The JCP need to get this. Companies need to get this. I don’t want to take part in your community if you’re turning me into a minion.

JPE on the Z-C760 working..

Sunday, August 17th, 2003

Spent the day messing with the Zaurus. First I got ZTailGunner and Java-Othello running on the c760. The speed of ZTailGunner has to be adjusted so it is playable. It pauses for 50 ms currently, moving to 150 or so seems to make it usable. Faster chip I guess. Java-Othello worked well enough.

I kind have a script for porting these things, but it needs to handle more types of java-install scripts to be of use.

Then I tried to get it all working on the Z itself. My script worked nicely, but the ipkg-build script doesn’t. ‘tar’ doesn’t have -z and the -C feature behaves differently, this is all under busybox. I think I have it working, but the ipk file it creates doesn’t show under the install screen after it’s clicked on. Still unsure why that occurs.

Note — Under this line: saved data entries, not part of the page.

PR #965, opened 2020-12-14
Catch type load exceptions when trying to load asset compilers from an assembly

azeno:
# PR Details

## Description

This PR simply turns a compiler error into a warning. I had the asset compiler app crashing while it was processing an unrelated assembly. So instead of crashing completely a warning that it skipped the assembly was a nice way out.

## Types of changes

## Checklist

### DIFF
--- a/sources/assets/Stride.Core.Assets/Compiler/AssetCompilerRegistry.cs
+++ b/sources/assets/Stride.Core.Assets/Compiler/AssetCompilerRegistry.cs
@@ -181,26 +181,33 @@ namespace Stride.Core.Assets.Compiler
         private void RegisterCompilersFromAssembly(Assembly assembly)
         {
             // Process Asset types.
-            foreach (var type in assembly.GetTypes())
+            try
             {
-                // Only process Asset types
-                if (!typeof(IAssetCompiler).IsAssignableFrom(type) || !type.IsClass)
-                    continue;
-
-                // Asset compiler
-                var compilerAttribute = type.GetCustomAttribute<AssetCompilerAttribute>();
-
-                if (compilerAttribute == null) // no compiler attribute in this asset
-                    continue;
-
-                try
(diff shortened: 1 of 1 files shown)


xen2:
From a quick check, assemblies going through this should have been explicitly tagged by user with a call such as `AssemblyRegistry.Register(typeof(Module).Assembly, AssemblyCommonCategories.Assets);`.

I wonder how an unrelated assembly went through this code? (or maybe I missed some part of the logic)

(If registered explicitly by user, I think it makes more sense to make it an `Log.Error`, don't you think?)

azeno:
Let me debug this again to better understand what the actual issue was.

azeno:
So here is the initial exception I get while debugging
image
It complains that it can't find VL.Core

If I now go one up in the call stack, hover `assembliesToRegisterCopy` and look at the next assemblies which would be in the list with the debugger, I suddenly see in the debug output "Loaded VL.Core" and the assembly which caused the exception initially can be inspected.
The difference between them is that the former (causing the exception) is coming from a nuget package, while the latter is the build result of a project. It seems to me the assembly resolve event depends on the assembly load order.

azeno:
Having breakpoints in the resolve handlers, when looking for VL.Core, we first end up here:
image

It finds the requesting assembly (VL.Stride.Runtime) but using its path (pointing to the nuget package lib folder) it can't find VL.Core.

So now we get to the second resolve handler:
image

Here the `assembliesResolved` is already set, but `assemblies` doesn't list VL.Core because the restore was running on Stride.Core.Assets.CompilerApp:
image

azeno:
Here I see all assemblies (including VL.Core):
image

So maybe one solution would be to somehow simply register them to the current assembly container?

azeno:
Close me if https://github.com/stride3d/stride/pull/972 is the better option.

So next I moved onto JPE, the Java Psion Editor that got me into open source. I tried to use the Eclipse plugin to build ipk’s, but it’s weak. It doesn’t include dependencies, and of course it doesn’t know that I need the evm2 hack. So I ended up using to part of the work then setting the rest up by hand. Transfered it over with a jpe.properties [first task is to put that in the jar and look up on the classpath (the psion used to have a bug there)].

And it works! Running on the cmd line is best as the Z doesn’t try to force it into PDA mode. Unsure exactly what it is that makes it do that on old apps. Still, parts work well :)

The compiler doesn’t. Time to integrate a few command line compiler names in and let the user choose in the options. Also need to finish swapping any remaining hard-coded backslashes [another psion bug I think]. It doesn’t compile, it doesn’t run, but at least it edits happily.

Java on Z documents…

Saturday, August 16th, 2003

Wandered the japanese c7×0 site. Must learn to read japanese.
Found this:

http://more.sbc.co.jp/slj/doc/jeode/jeode_tips.asp

and of course the main old ones:

http://java.sun.com/products/personaljava/javacheck.html

http://www.zaurus.com/dev/support/jaav.htm which has some interesting PDFs, most especiallyt a 5500 to 5600 changes file, which I suspect will shed some light on a few questions of mine

I suspect most things will be learned either by learning to converse in japanese [could take a while I suspect] or by learning the Z’s filesystem utterly and using the existing programs as examples.

As a sidenote, thekompany.rom has add-on ipk’s of Opera and the Hancom software, so very tempting to find out why they won’t run on OpenZaurus [I’m sure there’s some kind of security].